Travávamos conversas, minha madrinha e eu. Enquanto isso, a música penetrava meus ouvidos sem meu consentimento. Francamente, a sua melodia pouco ou nada me agradava, assim como as demais canções daquele disco religioso. Contudo — entre uma conversa, piadas e gargalhadas que brotavam da cozinha — senti-me atraído por uma frase que era dita enquanto a canção seguia instrumentalmente: “a saudade é uma pessoa”, falava uma voz masculina saída daquele aparelho sonoro. Flagrei-me compungido. “A saudade é uma pessoa, a saudade é uma pessoa, a saudade é...” repetia, como um eco, para mim mesmo em meu interior.
De súbito, pularam, como lebres e rãs, inúmeras pessoas que havia conhecido nesta minha curta vida. Emergiram em minhas lembranças em forma de saudades. Estas pessoas estavam vivinhas dentro de mim, sabia que eram reais, contudo não eram mais presentes. Pena!
“A saudade é uma pessoa”!
Há pessoas que amamos que se vão de nossas vidas. Sei lá, o acaso as levam com toda a autoridade que recebeu não sei de quem. De mim não recebeu, jamais permitiria. Há outras que até sabemos por onde perambulam. Em suma, todas vão, mas sem ir. Ficam em algum cantinho de nossa alma guardadinhas, prontas para aparecerem em nossas lembranças, consumindo-nos em lágrimas, às vezes.
Cada saudade tem um nome. Chama-se Maria (minha mãe), foi-se deste mundo devagarzinho, fazendo um tremendo esforço tentando segurar cada filho com as pontas dos dedos, não conseguiu. A morte é belamente mais forte. Chama-se Alexandre (meu irmão), também se foi. Não sei onde depositaram seu corpo, não importa mais, nem ele quer saber. Ele só gostaria de saber, isto é certo, se foi amado pelos seus. Ainda o é.

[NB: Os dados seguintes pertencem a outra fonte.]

PR #13152, opened 2022-06-15
Add warning comment to dangling references docs.

ekpyron:
Should be fine to merge once one of the ``_cli`` jobs passes.

### DIFF
--- a/docs/types/reference-types.rst
+++ b/docs/types/reference-types.rst
@@ -555,6 +555,7 @@ to long layout in storage<bytes-and-string>`.
     // SPDX-License-Identifier: GPL-3.0
     pragma solidity >=0.8.0 <0.9.0;
 
+    // This will report a warning
     contract C {
         bytes x = "012345678901234567890123456789";
 


docs/types/reference-types.rst
```diff
@@ -555,6 +555,7 @@ to long layout in storage<bytes-and-string>`.
     // SPDX-License-Identifier: GPL-3.0
     pragma solidity >=0.8.0 <0.9.0;
 
+    // This will report a warning
```
cameel, line 558: I'd put it at the line that generates the warning (i.e. the one that does `push()`).

cameel (approved):
Approving anyway since it's not a big problem but I'd put the comment directly over the problematic line.

docs/types/reference-types.rst
ekpyron: All other instances have it up front, so I'll keep it there :-).

ekpyron:
The relevant parts of the CI runs just passed, so I'll merge.

docs/types/reference-types.rst
cameel: Oh, ok then. I thought we were using it more like an integral part of the surrounding text. Apparently not :)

“A saudade é uma pessoa”. Tem o nome de Rosa, da cidade de Três Pontas MG, uma nobre mãe de família. É uma daquelas criaturas que nos faz dizer a nós mesmos: “só por conhecê-la já valeu a minha passagem neste mundo”. Tem o nome de Flauvinei, este plantou em meu peito a semente da simplicidade. Tem o nome de Juliana, Nicolas, Profª Lourdes, Rômulo, Ricardo, Patrícia... E por aí estende-se a lista.
Quando era garoto, gostava de ir ao Parque da Luz, na capital paulista, só para ver os velhinhos jogarem damas ou xadrez. À chegada da tarde, ficavam repletos os bancos de jogadores da terceira idade. O mais interessante era que os pombos também vinham aos bandos, como que sabiam que os velhinhos trariam muitas pipocas para alimentá-los enquanto esperavam a sua vez de jogar.
Num jogar de pipocas, num revoar de cãs embranquecidas pelo peso do tempo, o olhar de cada ancião se perdia no horizonte. Este lhes apresentava um deitar de sol belíssimo. O olhar daqueles parecia procurar alguém naquele céu meio azul e meio cinzento de fumaças dos automóveis. Aqueles jovens envelhecidos deviam ter tantas pessoas cravadas bem no íntimo de suas lembranças que, penso eu, a dor da saudade tirava suas forças ao jogar uma pedra e outra daqueles tabuleiros de damas e xadrez.
Há um filme estrelado por Tom Hanks chamado À espera de um milagre. Ele traduz bem o que é a dor de uma saudade. O chefe da prisão, Tom Hanks, recebe de um negro condenado à morte um dom: o dom de curar as pessoas e também de viver eternamente. Creio que o prisioneiro negro já não suportava aquele dom, pois viu seus amigos partirem todos, só ele permanecia neste mundo. Ainda mais numa prisão, sabia que não iria morrer na cadeira elétrica: tinha o dom. Enfim, consegue ele passar o dom ao policial chefe (Tom Hanks). Este o recebe. Por fim, tempo passa, parentes e amigos do policial vão-se morrendo, enquanto ele atravessa o tempo vendo-se só acompanhado de um rato (que também havia recebido o dom). Bom, o milagre que o policial esperava era a visita da morte, não havia sentido continuar carregando aquela dor da saudade eterna das pessoas que um dia amara no mundo.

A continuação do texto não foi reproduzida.